■ What this task involves
Copy out all lines of the listing below that hold "charging".

■ Material provided
☆ ☆ ☆

PR #7703, opened 2021-07-31
Fix crusher charging

TiviPlus:
## About The Pull Request

Forgot about dual definitions
## Changelog
:cl:
fix: Fixed crusher charging
/:cl:

### DIFF
--- a/code/game/atoms_movable.dm
+++ b/code/game/atoms_movable.dm
@@ -222,7 +222,6 @@
 	if(oldarea != newarea)
 		newarea.Entered(src, oldarea)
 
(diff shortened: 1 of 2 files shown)


code/game/atoms_movable.dm
```diff
@@ -222,7 +222,6 @@
 	if(oldarea != newarea)
 		newarea.Entered(src, oldarea)
 
-	Moved(oldloc, direction, FALSE, old_locs)
```
SplinterGP, line 225: It should not call moved?

TiviPlus: No its called in the override

PR #10354, opened 2022-05-31
Nerf energy sniper's damage

novaepee:
## About The Pull Request

Nerf energy sniper from 70 damage to 60 damage.

## Why It's Good For The Game

Energy sniper is a bit too good. It has a faster firing rate than the SR-127 since the SR-127 has a slower firing rate on top of aim mode delay. Xenomorphs players are complaining, so to appease to balance before energy sniper gets destroyed further by nerf, I will nerf it.

Use SR-127 for damage, use energy sniper for faster firing rate and hitscan.

## Changelog
:cl:
balance: energy sniper damage from 70 to 60
/:cl:

### DIFF
--- a/code/modules/projectiles/ammo_datums.dm
+++ b/code/modules/projectiles/ammo_datums.dm
@@ -1793,7 +1793,7 @@ datum/ammo/bullet/revolver/tp44
 /datum/ammo/energy/lasgun/marine/sniper
 	name = "sniper laser bolt"
 	hud_state = "laser_sniper"
-	damage = 70
+	damage = 60
 	penetration = 30
 	flags_ammo_behavior = AMMO_ENERGY|AMMO_IFF|AMMO_SUNDERING|AMMO_HITSCAN|AMMO_SNIPER
 	max_range = 40


Wayland-Smithy:
How does the cabal feel about giving it `accurate_range_min`? Been seeing this frontlined a lot lately despite the recent changes that upped the damage and gave IFF for the purpose of staying in the back. What actually happened just like when aim mode was added is now there is zero risk to marine groups brawling with it, missing, and hitting friendlies that is if the lock-on cheese is not fixed/used removing the need for click accuracy altogether.

BraveMole:
> How does the cabal feel about giving it `accurate_range_min`? Been seeing this frontlined a lot lately despite the recent changes that upped the damage and gave IFF for the purpose of staying in the back. What actually happened just like when aim mode was added is now there is zero risk to marine groups brawling with it, missing, and hitting friendlies that is if the lock-on cheese is not fixed/used removing the need for click accuracy altogether.

So you can use it only as a sniper rifle, and not a cqc weapon ? Seems cool

Lumipharon:
Whoops, does it not already have a min accurate range? If so that's an oversight.

Arctrooper8:
> Whoops, does it not already have a min accurate range? If so that's an oversight.

I thought it had that what with it being a sniper rifle and all. If not we should add it.

Lumipharon:
> > Whoops, does it not already have a min accurate range? If so that's an oversight.
> 
> I thought it had that what with it being a sniper rifle and all. If not we should add it.

Yeah it doesn't I'll PR it in a bit. Damage and or fire rate still needs a serious nerf though, IFF hitscan roundstart weapon with big DPS is not particularly balanced.

MiniMeatwad:
Make the damage over time equivalent to the other snipers.

lKiseki:
> Make the damage over time equivalent to the other snipers. Also make it absolutely terrible in close range, and even worse akimbo.

60 damage feels like too little, 50 might be a bit better so that it doesn't outdo every other sniper in the game.

MiniMeatwad:
> 60 damage feels like too little, 50 might be a bit better so that it doesn't outdo every other sniper in the game.

Makes sense, though this gun works really well with SG minigun just because SG minigun is also really strong. Somehow in balance we added a weapon that gives xenos literally 100 sunder and a weapon that deletes xenos in 2 shots if they have no armor.

Autisem:
Yes please, getting rushed by a sniper with histcan is not that fun

novaepee:
Too much energy sniper PRs trying to nerf it.

At least this PR got the ball rolling.

PR #10356, opened 2022-06-01
Disables SADAR from firing until wielded

lKiseki:
## About The Pull Request
Per title. SADAR can no longer be fired until wielded.

## Why It's Good For The Game
People are insta PBing out of knockdown/stuns with SADAR AP. Yet another example of rocket tag gameplay with no viable or enjoyable response.

## Changelog
:cl: Lewdcifer
balance: SADAR is unable to fire until wielded.
/:cl:

### DIFF
--- a/code/modules/projectiles/guns/specialist.dm
+++ b/code/modules/projectiles/guns/specialist.dm
@@ -601,7 +601,7 @@ Note that this means that snipers will have a slowdown of 3, due to the scope
 	flags_equip_slot = NONE
 	w_class = WEIGHT_CLASS_HUGE
 	force = 15
-	wield_delay = 20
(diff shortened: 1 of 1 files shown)


Lumipharon:
I would probably make it full wield fire only but leave the wield time. You can always touch that later but this is a double whammy nerf on top of the loss of miniscope

lKiseki:
> I would probably make it full wield fire only but leave the wield time. You can always touch that later but this is a double whammy nerf on top of the loss of miniscope

I checked the wield delay and it didn't amount to much, hence the increased delay. I'll wait and see what maintainers say, regardless.

TiviPlus:
dont change wield time

PR #10357, opened 2022-06-01
Nerfs SG minigun sunder

lKiseki:
## About The Pull Request
Per title. Sundering value reduced from 2 > 1.

## Why It's Good For The Game
SG Miniguns are sundering really quickly, faster than Hivelords can treat entire hives worth of sunder.

## Changelog
:cl: Lewdcifer
balance: SG minigun sunder 2 > 1.
/:cl:

### DIFF
--- a/code/modules/projectiles/ammo_datums.dm
+++ b/code/modules/projectiles/ammo_datums.dm
@@ -1120,7 +1120,7 @@ datum/ammo/bullet/revolver/tp44
 	accurate_range = 12
 	damage = 10
 	penetration = 15
-	sundering = 2
+	sundering = 1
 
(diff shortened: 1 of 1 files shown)


lKiseki:
If maintainers prefer another alternative, we could also increase the sunder healed by xeno healing abilities, since that's less of a bandaid than this.

Pariah919:
> If maintainers prefer another alternative, we could also increase the sunder healed by xeno healing abilities, since that's less of a bandaid than this.

Does not really fix anything considering it just makes hivelord more required to deal with sunder as a mechanic, just up the rate sunder is healed at when resting drastically and up sunder damage.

☆ ☆ ☆

■ Result of this task
Fix crusher charging
fix: Fixed crusher charging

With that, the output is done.